Material for this task =
Issue #567, opened 2019-03-21
Clarify what originOffset is applied to


Manishearth:
The spec says

>  The originOffset attribute is a XRRigidTransform that describes an additional translation and rotation to be applied to any poses queried using the XRReferenceSpace.

However, it's not exactly clear how exactly the rotation is applied: is it applied after the pose (like a periscope)? Or before the pose (as if the user is standing on a platform or something)? Or is it an offset being applied to the space?

I would have assumed it's a premultiplication with the pose, however [the chromium impl](https://cs.chromium.org/chromium/src/third_party/blink/renderer/modules/xr/xr_space.cc?q=xrspace&sq=package:chromium&g=0&l=92-93) seems to indicate that its _inverse_ is premultiplied, which makes me think it's logically a transformation applied to the entire space.

Could this be clarified? (May be worth doing as part of #565)

klausw:
I contributed some pictures and math here while working on the Chrome implementation: https://github.com/immersive-web/webxr/issues/477#issuecomment-471803936

The test page https://cs.chromium.org/chromium/src/third_party/webxr_test_pages/webxr-samples/input-selection.html exercises teleportation via originOffset manipulation, this was working as expected for me in Chrome both in 3DoF and 6DoF headsets:

My understanding is that the originOffset matrix transforms coordinates from world space (the virtual world's coordinate system) to tracking space (the roomscale area in the physical world), first rotating then applying translation. In the usual GL convention, these successive transforms get accumulated by multiplying them from the left:

```
originoffset_translation = (
     1 0 0 xform.position.x
     0 1 0 xform.position.y
     0 0 1 xform.position.z
     0 0 0 1
)

originoffset_rotation = (
    . . . 0
    . . . 0
    . . . 0
    0 0 0 1
)

point_worldspace = (px py pz 1)

point_trackingspace = originoffset_translation * originoffset_rotation * point_worldspace
```
 
The world space origin `point_worldspace = (0 0 0 1)` gets transformed to tracking space coordinates `(xform.position.x, xform.position.y, xform.position.z, 1)`, using the exact x/y/z values from the originOffset XRRigidTransform, and the resulting tracking space location stays the same when a rotation is added.

If you change the originOffset rotation component while keeping the originOffset position component unchanged, that corresponds to sticking a pin through the virtual world's origin that nails it to the originOffset position in tracking space (i.e. your play space), and then spinning the virtual world around that pin.

[...]

Issue #565, opened 2019-03-18
getViewerPose()s use of XRSpace doesn't quite specify how views work


Manishearth:
Fundamentally, the XRSpace is a position and an orientation, one that may change every frame.

`getViewerPose()` gets pose and view information for a viewer given an XR space.

However, the XR space has no inherent concept of a "view". When in immersive mode, aside from eye-level spaces, it doesn't quite make sense to request view data for the space since there's nothing telling you where the eyes _are_.

For example, what should `getViewerPose(identity)` return in immersive mode? Should it return just a single view? Should it return two views from the identity matrix, with the eyes offset based on device data? Which direction are the eyes offset in? Does this direction change as the viewer moves their head?

Manishearth:
Similarly, when there are multiple views, what exactly is originOffset affecting? Can I apply it by simply premultiplying the offset to the view matrices, or is there some deconstruction of pose data that I must first do?

It may be worth explicitly modeling this as a mathematical thing based off of pose information obtained from the device.

Manishearth:
Okay, so from reading the chromium source (which is in part written by @toji so I assume it follows the intent of the spec :smile: ) it seems like:

 - Fundamentally, a view is a set of offsets from the space. This may or may not involve orientation changes, but does not currently do so in the chromium impl, presumably because XR devices don't yet have/report offset orientation for eyes, which isn't too important anyway since the devices are for humans, not deer.
 - getViewerPose returns views obtained by applying the offset directly to the xrspace's pose (with originOffset applied). Essentially, it is "what if the current XR device were mounted at this XRSpace's pose".
 - eye-level is basically the default pose that most devices report. floor-level is the same pose with a "floor level transform" applied. "position-disabled" is the same pose with the position information zeroed out. `getViewerPose()` on these returns a set of view matrices that incorporate the pose information suitable for displaying.
 - `getViewerPose(identity)` basically will return a fixed view matrix, "what if the device were mounted at the origin"
 
I think the missing piece was understanding that `getViewerPose()` is "mounting" the XR device on whatever space you give to it, so different spaces don't have different poses.


I think we should explicitly mention this in the spec, by noting:
 - the session keeps track of the offset of the different views
 - each XRSpace has an inherent rigid transform (separate from originOffset), individual space types define how to obtain this for a given frame. It may be worth making input XR spaces their own type, as well as perhaps the identity reference XR space.
[...]

Issue #477, opened 2019-01-15
Does originOffset behave differently for identity reference space?


thetuvix:
> `XRViewerPose` objects retrieved with this reference space will have a transform that is equal to the reference space's `originOffset`.

Isn't this the reverse of what we defined `originOffset` to do for all other reference spaces?

**For the `"bounded"` space:**
Imagine that the viewer is located at position (2, 2, 2) within the default `"bounded"` reference space.  If I then "offset" the bounded reference space's "origin" by (2, 2, 2), I would expect the viewer to now be at position (0, 0, 0), since I shifted that space's origin over by (2, 2, 2) to now coincide with the viewer.

This means that **applying an `originOffset` of (2, 2, 2)** to the `"bounded"` reference space causes the viewer's pose to **translate by (-2, -2, -2)**.

**For the `"identity"` space:**
However, per this PR, if I apply an `originOffset` of (2, 2, 2) to the `"identity"` reference space, the viewer's position changes from (0, 0, 0) to (2, 2, 2).

This means that **applying an `originOffset` of (2, 2, 2)** to the `"identity"` reference space causes the viewer's pose to **translate by (2, 2, 2)**, the opposite behavior as with the `"bounded"` reference space.

_Originally posted by @thetuvix in https://github.com/immersive-web/webxr/pull/459/review_comment/create_

toji:
Sorry for the delay in commenting on this. This issue highlights the fact that there's actually two valid ways to think about this, and we need to:

  1. Make sure everyone agrees on which interpretation is desired.
  2. State which way the spec intends much more clearly.

And in order sort that out I'm going to subject you all to my scribbles. 😁 

![project - drawing 160404524081023811](https://user-images.githubusercontent.com/805273/51562472-bed5d080-1e3e-11e9-8d19-93816a397c99.png)

This is, I hope we can all agree, the default state of things. No `originOffset` has been applied, so the virtual scene's origin is aligned with the tracking system's origin, which in this case considers the center of the room at the floor to be `(0,0,0)`. Very typical `bounded` scenario.

My assumption when writing the `originOffset` text, and subsequently the `identity` reference space text, was that if you set it's `position` to, say, `(1, 0, -3)` you'd get an effect like this, which we'll call **Interpretation A**:

![project - drawing 13051976579337510665](https://user-images.githubusercontent.com/805273/51565661-6c4ce200-1e47-11e9-859e-3bad28df1ca9.png)

[...]

PR #569, opened 2019-03-23
Update spec and explainer to clarify pose and transform semantics

klausw:
This is intended to address issues #477, #565, and #567 which all involve areas where the spec isn't entirely clear about intended behavior.

### DIFF
--- a/index.bs
+++ b/index.bs
@@ -681,7 +681,7 @@ Spaces {#spaces}
 XRSpace {#xrspace-interface}
 ------------------
 
-An {{XRSpace}} describes an entity that is tracked by the [=/XR device=]'s tracking systems. It conceptually corresponds to a specific origin and orientation, but does not directly expose any numerical coordinate values. {{XRSpace}}s MAY NOT have a fixed spatial relationship to one another or to any given {{XRReferenceSpace}}. The current transform between two {{XRSpace}}s can be evaluated by calling an {{XRFrame}}'s {{XRFrame/getPose()}} method. The interface is intentionally opaque.
+An {{XRSpace}} describes an entity that is tracked by the [=/XR device=]'s tracking systems. It conceptually corresponds to a specific origin and orientation, but does not directly expose any numerical coordinate values. The spacial relationships between {{XRSpace}}s or {{XRReferenceSpace}} change over time in response to movement of tracked entities, but can also change without real-world movement as a result of ongoing tracking system recalibration. The transform between two {{XRSpace}}s at the time represented by an {{XRFrame}} can be evaluated by calling the frame's {{XRFrame/getPose()}} method. The interface is intentionally opaque.
 
 <pre class="idl">
 [SecureContext, Exposed=Window] interface XRSpace : EventTarget {
--- a/index.bs
+++ b/index.bs
@@ -664,7 +664,7 @@ When the <dfn method for="XRFrame">getViewerPose(|referenceSpace|)</dfn> method 
 
 <div class="algorithm unstable" data-algorithm="get-pose">
 
-When the <dfn method for="XRFrame">getPose(|destinationSpace|, |sourceSpace|)</dfn> method is invoked, the user agent MUST run the following steps:
+When the <dfn method for="XRFrame">getPose(|sourceSpace|, |destinationSpace|)</dfn> method is invoked, the user agent MUST run the following steps:
 
   1. If the {{XRFrame}}'s [=active=] boolean is <code>false</code>, throw a {{InvalidStateError}} and abort these steps.
   1. Let |session| be the {{XRFrame}}'s {{XRFrame/session}} object.
--- a/index.bs
+++ b/index.bs
@@ -641,7 +641,7 @@ An {{XRFrame}} represents a snapshot of the state of all of the tracked objects 
   readonly attribute XRSession session;
 
   XRViewerPose? getViewerPose(XRReferenceSpace referenceSpace);
-  XRPose? getPose(XRSpace space, XRSpace relativeTo);
+  XRPose? getPose(XRSpace sourceSpace, XRSpace destinationSpace);
 };
 </pre>
 
@@ -658,20 +658,20 @@ When the <dfn method for="XRFrame">getViewerPose(|referenceSpace|)</dfn> method 
   1. Let |session| be the {{XRFrame}}'s {{XRFrame/session}} object.
   1. If |referenceSpace|'s [=XRSpace/session=] does not equal |session|, throw an {{InvalidStateError}} and abort these steps.
   1. If the [=viewer=]'s pose cannot be determined relative to |referenceSpace|, return <code>null</code>
-  1. Return a new {{XRViewerPose}} describing the [=viewer=]'s pose relative to the origin of |referenceSpace| at the timestamp of the {{XRFrame}}.
+  1. Return a new {{XRViewerPose}} with an {{XRRigidTransform}} from the [=viewer=] space to |referenceSpace| at the timestamp of the {{XRFrame}}. The transform's {{XRRigidTransform/position}} is the location of the [=viewer=] in reference space coordinates.
 
 </div>
 
 <div class="algorithm unstable" data-algorithm="get-pose">
 
-When the <dfn method for="XRFrame">getPose(|space|, |relativeTo|)</dfn> method is invoked, the user agent MUST run the following steps:
+When the <dfn method for="XRFrame">getPose(|destinationSpace|, |sourceSpace|)</dfn> method is invoked, the user agent MUST run the following steps:
 
   1. If the {{XRFrame}}'s [=active=] boolean is <code>false</code>, throw a {{InvalidStateError}} and abort these steps.
   1. Let |session| be the {{XRFrame}}'s {{XRFrame/session}} object.
-  1. If |space|'s [=XRSpace/session=] does not equal |session|, throw an {{InvalidStateError}} and abort these steps.
-  1. If |relativeTo|'s [=XRSpace/session=] does not equal |session|, throw an {{InvalidStateError}} and abort these steps.
-  1. If |space|'s pose cannot be determined relative to |relativeTo|, return <code>null</code>
-  1. Return a new {{XRPose}} describing |space|'s pose relative to the origin of |relativeTo|.
+  1. If |destinationSpace|'s [=XRSpace/session=] does not equal |session|, throw an {{InvalidStateError}} and abort these steps.
+  1. If |sourceSpace|'s [=XRSpace/session=] does not equal |session|, throw an {{InvalidStateError}} and abort these steps.
+  1. If |destinationSpace|'s pose cannot be determined relative to |sourceSpace|, return <code>null</code>
+  1. Return a new {{XRPose}} containing the {{XRRigidTransform}} from |sourceSpace| to |destinationSpace|. The transform's {{XRRigidTransform/position}} is the location of the |sourceSpace| origin in |destinationSpace| coordinates.
 
 </div>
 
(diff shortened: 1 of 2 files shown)


klausw:
FWIW, I think originOffset makes it difficult to explain reference spaces things clearly. An XRReferenceSpace basically consists of two XRSpaces that are transformed into each other by the originOffset, and it's hard to explain how that transform works when the two spaces don't have names. I've used the name "effective reference space" for the offset-modified externally visible space and "unmodified reference space" for the internal space corresponding to an identity originOffset, but that's clunky.

index.bs
```diff
@@ -917,7 +917,7 @@ To <dfn>normalize</dfn> a list of components the UA MUST perform the following s
 XRRigidTransform {#xrrigidtransform-interface}
 ----------------
 
-An {{XRRigidTransform}} is a transform described by a {{XRRigidTransform/position}} and {{XRRigidTransform/orientation}}. When interpreting an {{XRRigidTransform}} the {{XRRigidTransform/orientation}} is always applied prior to the {{XRRigidTransform/position}}.
+An {{XRRigidTransform}} is a transform from a source {{XRSpace}} to a destination {{XRSpace}} described by a {{XRRigidTransform/position}} and {{XRRigidTransform/orientation}}. When applying an {{XRRigidTransform}} the {{XRRigidTransform/orientation}} is always applied prior to the {{XRRigidTransform/position}}. Effectively, the source space is rotated around its origin using the {{XRRigidTransform/orientation}}, and then the sourc e space's origin is translated to the {{XRRigidTransform/position}} in destination space.
```
Manishearth: nit: spelling

klausw: Oops, fixed. Thanks!

klausw:
Rebased to pick up the `inverse()`=>`inverse` attribute change from 9ec29f5760f048053dbae3b4f598705573a21a3e, and combined into a single commit.

index.bs
```diff
@@ -681,7 +681,7 @@ Spaces {#spaces}
 XRSpace {#xrspace-interface}
 ------------------
 
-An {{XRSpace}} describes an entity that is tracked by the [=/XR device=]'s tracking systems. {{XRSpace}}s MAY NOT have a fixed spatial relationship to one another or to any given {{XRReferenceSpace}}. The transform between two {{XRSpace}} can be evaluated by calling an {{XRFrame}}'s {{XRFrame/getPose()}} method. The interface is intentionally opaque.
+An {{XRSpace}} describes an entity that is tracked by the [=/XR device=]'s tracking systems. It conceptually corresponds to a specific origin and orientation, but does not directly expose any numerical coordinate values. {{XRSpace}}s MAY NOT have a fixed spatial relationship to one another or to any given {{XRReferenceSpace}}. The current transform between two {{XRSpace}}s can be evaluated by calling an {{XRFrame}}'s {{XRFrame/getPose()}} method. The interface is intentionally opaque.
```
toji: "current" is a hard concept to pin down in WebXR. This whole sentence could probably stand to be rephrased to clarify that. Something along the lines of:

"The transform between two {{XRSpace}}s at the time represented by an {{XRFrame}} can be evaluated by calling the frame's {{XRFrame/getPose()}} method."

Manishearth:
> FWIW, I think originOffset makes it difficult to explain reference spaces things clearly

Filed https://github.com/immersive-web/webxr/issues/580

klausw:
If I'm understanding it right, the consensus from the meeting was that we'll be revisiting originOffset as per @Manishearth's #580, but that shouldn't block us from proceeding with the bulk of the changes in this proposal.  The originOffset part of it is localized to just one "unstable" paragraph

Reviewers, please let me know if you want me to make further changes, or if it's OK as-is.

Manishearth:
Yeah, I would still like this pull request to land; it contains changes that are independent of originOffset, and the changes that depend on originOffset are still an unambiguous improvement, which at worst will be overwritten by #580.

index.bs
klausw: Changed in 30ca9d2 . I've also rephrased the previous sentence to make it explicit that the spatial relationship can change even if there's no real-world movement. New text:

"The spacial relationships between {{XRSpace}}s or {{XRReferenceSpace}} change over time in response to movement of tracked entities, but can also change without real-world movement as a result of ongoing tracking system recalibration. The transform between two {{XRSpace}}s at the time represented by an {{XRFrame}} can be evaluated by calling the frame's's {{XRFrame/getPose()}} method."

klausw: Another reason for rephrasing that sentence was that I wanted to avoid the MAY NOT construction - that's not one of the [rfc 2119](https://www.ietf.org/rfc/rfc2119.txt) key terms, and it could be misinterpreted as disallowing fixed spacial relationships as opposed to warning not to assume them.

index.bs
```diff
@@ -658,20 +658,20 @@ When the <dfn method for="XRFrame">getViewerPose(|referenceSpace|)</dfn> method
...
   1. Let |session| be the {{XRFrame}}'s {{XRFrame/session}} object.
-  1. If |space|'s [=XRSpace/session=] does not equal |session|, throw an {{InvalidStateError}} and abort these steps.
-  1. If |relativeTo|'s [=XRSpace/session=] does not equal |session|, throw an {{InvalidStateError}} and abort these steps.
-  1. If |space|'s pose cannot be determined relative to |relativeTo|, return <code>null</code>
-  1. Return a new {{XRPose}} describing |space|'s pose relative to the origin of |relativeTo|.
+  1. If |destinationSpace|'s [=XRSpace/session=] does not equal |session|, throw an {{InvalidStateError}} and abort these steps.
+  1. If |sourceSpace|'s [=XRSpace/session=] does not equal |session|, throw an {{InvalidStateError}} and abort these steps.
+  1. If |destinationSpace|'s pose cannot be determined relative to |sourceSpace|, return <code>null</code>
+  1. Return a new {{XRPose}} containing the {{XRRigidTransform}} from |sourceSpace| to |destinationSpace|. The transform's {{XRRigidTransform/position}} is the location of the |sourceSpace| origin in |destinationSpace| coordinates.
```
klausw: Does anyone have good naming suggestions here? "sourceSpace" and "destinationSpace" seemed like the best fit for describing the transform, but it's a bit clunky when talking about getPose.

Do any of these variants look better? I've added snippets how the naming would affect this paragraph and the XRRigidTransform definition below.

`getPose(XRSpace sourceSpace, XRSpace destinationSpace);` =>
> Return a new {{XRPose}} containing the {{XRRigidTransform}} from |sourceSpace| to |destinationSpace|. The transform's {{XRRigidTransform/position}} is the location of the |sourceSpace| origin in |destinationSpace| coordinates.
>
> An {{XRRigidTransform}} is a transform from a source {{XRSpace}} to a destination {{XRSpace}} described by ...

`getPose(XRSpace space, XRSpace relativeTo);` =>
> Return a new {{XRPose}} containing the {{XRRigidTransform}} from |space| to |relativeTo|. The transform's {{XRRigidTransform/position}} is the location of the |space| origin in |relativeTo| coordinates.
>
> An {{XRRigidTransform}} is a transform from an {{XRSpace}} to a relativeTo {{XRSpace}} described by ...

`getPose(XRSpace targetSpace, XRSpace baseSpace);` =>
> Return a new {{XRPose}} containing the {{XRRigidTransform}} from |targetSpace| to |baseSpace|. The transform's {{XRRigidTransform/position}} is the location of the |targetSpace| origin in |baseSpace| coordinates.
>
> An {{XRRigidTransform}} is a transform from a target {{XRSpace}} to a base {{XRSpace}} described by ...

`getPose(XRSpace transformedSpace, XRSpace baseSpace);` =>
> Return a new {{XRPose}} containing the {{XRRigidTransform}} from |transformedSpace| to |baseSpace|. The transform's {{XRRigidTransform/position}} is the location of the |transformedSpace| origin in |baseSpace| coordinates.
>
> An {{XRRigidTransform}} is a transform from a transformed {{XRSpace}} to a base {{XRSpace}} described by ... _(This one sounds backwards)_

klausw: @NellWaliczek please see [^^^](https://github.com/immersive-web/webxr/pull/569/files#r277060085), trying to get the naming sorted out in relation to your request from https://github.com/immersive-web/webxr/pull/589#discussion_r277049962

Manishearth: I hope to somewhat redundantly clarify `getPose` with some matrix math so that the confusion doesn't get too bad. I kinda like `source` `destination`.

thetuvix: Of the naming options above, I prefer `targetSpace`/`baseSpace`.  Specifically, I worry that `sourceSpace`/`destinationSpace` would present a reversed mental model to the way in which `getPose` will be increasingly used in practice.

As we start to establish plane anchors, mesh anchors, face anchors, etc., there will be an increasing number of static and dynamic entities in WebXR that are tracked over time by `XRSpace` instances.  To place these entities within their scene each frame, developers will use `xrFrame.getPose(interestingEntitySpace, myReferenceSpace)` and expect to get back the position and orientation of that entity within their engine's world coordinates (which are underwritten by `myReferenceSpace`), so they can update that entity's scene object transform in their engine.  The mental model for `getPose` in particular will start to become "what's the position and orientation of this single entity in my reference space", moreso than "get me a model transform I can use to generally transform coordinates from this entity space into my reference space".

However, the above is ultimately just me arguing that we should preference naming that's intuitive for the `position`/`orientation` attributes on `XRRigidTransform` rather than the `matrix` attribute.  In the end, @klausw had a key observation in https://github.com/immersive-web/webxr/issues/580#issuecomment-479595386 that applies here:

> I'm starting to think that a core part of the confusion is that a tracked object's XRPose has-a XRRigidTransform, and the transform's position component corresponds to the tracked object's coordinates in reference space as expected, but a XRRigidTransform and its matrix are a transform from object space to reference space. That's internally consistent, but it's confusing when you supply a transform by itself as an argument (as in the constructor arg here) because it's easily interpreted as saying "please apply this transform" which would be backwards. In a way, OpenXR's approach of directly putting position + orientation on the pose objects helps avoid this ambiguity.

Ultimately, **any naming pattern and/or conceptual framework we come up with that makes `position`/`orientation` make more sense will make `matrix` make less sense, and vice versa**.

In OpenXR, we've managed to sidestep entire classes of confusion around the order or direction in which matrices are applied, whether they're pre-multiplied or post-multiplied, whether they are row-major/column-major, etc. by **banishing matrices from the API altogether**.  Rather than expressing transform matrices "from" or "to" various spaces, all poses are expressed only as a `position` vector and `orientation` quaternion "in" a given space.

Even for view matrices, as discussed in #447, we found in OpenXR that any non-trivial engine ends up positioning a camera object within its scene in world coordinates anyway, and so even there it ends up being more convenient for developers to reason about the position and orientation of their view rather than getting a view matrix directly.  You can see this pattern in OpenXR in [xrLocateViews](https://www.khronos.org/registry/OpenXR/specs/0.90/man/html/#_xrlocateviews_3), which returns a set of [XrView](https://www.khronos.org/registry/OpenXR/specs/0.90/man/html/#_xrview_3) structs, each containing the position and orientation of a given view.

Specifically in the case of OpenXR reference spaces with a non-identity pose applied:
* Each reference space type is specified in terms of how its "natural" origin behaves.
* If you apply a non-identity pose when creating a reference space, that's specified as placing the origin of your reference space at that position and orientation "in" the "natural" reference space.

By defining the origin of any space as either a well-specified location in the physical world or a position and orientation within some other such space, all space origins have a clear binding to a place in the physical world.  It then falls out without ambiguity how you "get" the "pose" of any one space "in" another.

If we ourselves continue to struggle with these naming and direction issues each week, despite being embedded in the details of the spec, perhaps it's the lesser evil to just remove `matrix` from `XRRigidTransform`?  This will forcibly snap the developer's mental model to an unambiguous position and orientation approach throughout the API, and then we can design our naming to be consistent with that model.

Manishearth: I think the problem here isn't `matrix`, the problem is the use of the word `transform` itself.

I point this out here: https://github.com/immersive-web/editor-collab/pull/36#discussion_r278361579 , there are two ways one can look at a transform. _Just_ talking about position/orientation as a "pose" is clear, however when you talk of the "transform" of a position/orientation that can mean opposite things.

If we can carefully clarify our use of the word "transform", talking about matrices isn't hard.

I feel like we should definitely try and keep `matrix` around for developer convenience.

klausw:
Retiring this PR, please see the replacement #609 "Overhaul XRSpace, get(Viewer)Pose definitions". We can check separately to see if there's pieces in here we'd like to keep, i.e. for the explainer, but that would be a separate new PR if applicable.

toji:
The primary thing that my PR doesn't capture, upon re-reading this, is the explainer changes. While it would be good to ensure that they're consistent, I'm inclined to view updating the explainer on topics like this as less critical, simply because the spec is authoritative and should be rigorous while the explainers are intended to be higher level.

Task details =
Reproduce the records above exactly, from the first line through the line containing "using the XRReferenceSpace.", and output nothing else.

Task answer =
Issue #567, opened 2019-03-21
Clarify what originOffset is applied to


Manishearth:
The spec says

>  The originOffset attribute is a XRRigidTransform that describes an additional translation and rotation to be applied to any poses queried using the XRReferenceSpace.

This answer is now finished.